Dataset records
.....

PR #286, opened 2021-07-15
Add expert settings with an option for unlimited quota

grote:
I tested this by pushing extra files to an app's private dir. It didn't get backed up due to exceeding quota with default settings, but did get backed up enabling the new expert setting.

### DIFF
--- a/app/src/main/res/values/strings.xml
+++ b/app/src/main/res/values/strings.xml
@@ -42,6 +42,10 @@
     <string name="settings_backup_storage_code_dialog_message">To enable storage backup, you need to first verify your recovery code or generate a new one.</string>
     <string name="settings_backup_storage_code_dialog_ok">Verify code</string>
 
+    <string name="settings_expert_title">Expert settings</string>
+    <string name="settings_expert_quota_title">Unlimited app quota</string>
+    <string name="settings_expert_quota_summary">Do not impose a limitation on the size of app backups.\n\nWarning: This can fill up your storage location quickly. Not needed for most apps.</string>
+
     <!-- Storage Location -->
     <string name="storage_fragment_backup_title">Choose where to store backups</string>
     <string name="storage_fragment_restore_title">Where to find your backups?</string>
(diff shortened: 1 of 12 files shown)


app/src/main/res/values/strings.xml
```diff
@@ -42,6 +42,10 @@
     <string name="settings_backup_storage_code_dialog_message">To enable storage backup, you need to first verify your recovery code or generate a new one.</string>
     <string name="settings_backup_storage_code_dialog_ok">Verify code</string>
 
+    <string name="settings_expert_title">Expert settings</string>
```
chirayudesai, line 45: Maybe call it "Advanced". I'm fine either way.

app/src/main/res/values/strings.xml
```diff
@@ -42,6 +42,10 @@
...
+    <string name="settings_expert_quota_title">Unlimited app quota</string>
+    <string name="settings_expert_quota_summary">Does not impose a limitation on the size of app backups.\n\nWarning: This can fill up your storage location quickly and should not be needed. Apps that exceed their quota have a bug that should get fixed.</string>
```
chirayudesai, line 47: Made some minor changes:

Do not impose a limitation of the size of app backups.\n\nWarning: This call fill up your storage location quickly. It should not be needed in most cases, and apps that exceed their quota usually have a bug that should get fixed.

chirayudesai (changes requested):
Worked for me with one app, but not another.

Just testing by pushing big random files to said apps.

app/src/main/res/values/strings.xml
grote: I tended to expert to make sure this setting is for people that know what they are doing and are ready to bear the consequences instead of just more advanced settings.

app/src/main/res/values/strings.xml
grote: `impose a limitation on the size` sounds more correct to me, but I am not a native speaker

Using the `, and apps that ` makes the sentence longer. Usually better for readability to have more shorter sentences than few long ones.

chirayudesai: > `impose a limitation on the size` sounds more correct to me, but I am not a native speaker
> 
Ah yes I did mean 'on', that was a 2AM typo. The main change there was Does -> Do

> Using the `, and apps that ` makes the sentence longer. Usually better for readability to have more shorter sentences than few long ones.

Fair.

"Do not impose a limitation on the size of app backups.\n\nWarning: This can fill up your storage location quickly. Not needed for most apps."

Left out the part about bugs.

chirayudesai (approved):

PR #287, opened 2021-07-18
Restrict exported components

flawedworld:


grote:
@flawedworld thanks for the PR!

Do you mind adding a bit of explanation for the benefit of restricting opening those activities? Maybe also compared to the downsides of not being able to open restore activity with adb anymore?

flawedworld:
Exported components should pretty much always be restricted. It's a best practice (see CWE-926). Other applications not within the scope of ```system|signature``` should never be able to open those activities because they do not need to. Using ADB to open activities should never be done outside of a debug environment.

app/src/main/AndroidManifest.xml
```diff
@@ -47,6 +47,16 @@
         android:name="android.permission.QUERY_ALL_PACKAGES"
         tools:ignore="QueryAllPackagesPermission" />
 
+    <!-- Permission used to open settings -->
+    <permission 
+        android:name="com.stevesoltys.seedvault.opensettings"
```
mikeNG, line 52: I would suggest changing this to "com.stevesoltys.seedvault.OPEN_SETTINGS", following AOSP permission naming

app/src/main/AndroidManifest.xml
```diff
@@ -47,6 +47,16 @@
...
+        android:protectionLevel="system|signature" />
+
+    <!-- Permission used to open backup gui -->
+    <permission 
+        android:name="com.stevesoltys.seedvault.restorebackup"
```
mikeNG, line 57: Same for this, "com.stevesoltys.seedvault.RESTORE_BACKUP"

mikeNG (changes requested):

chirayudesai:
Thanks for the PR.

By default, the 'restore option' in menu isn't enabled since restoring backups to an existing system may cause some weirdness.

adb was one way around that, but not ideal.

We should add some other way to getting to the restore menu on-device, a `*#*#RESTORE#*#*` `SECRET_CODE` would work.

Although that can be done separate from this PR.

chirayudesai:
Rolled into https://github.com/seedvault-app/seedvault/pull/319 after resolving merge conflict.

.....

Working from the records above, tally the lines that contain "chirayudesai" and give only the total.

7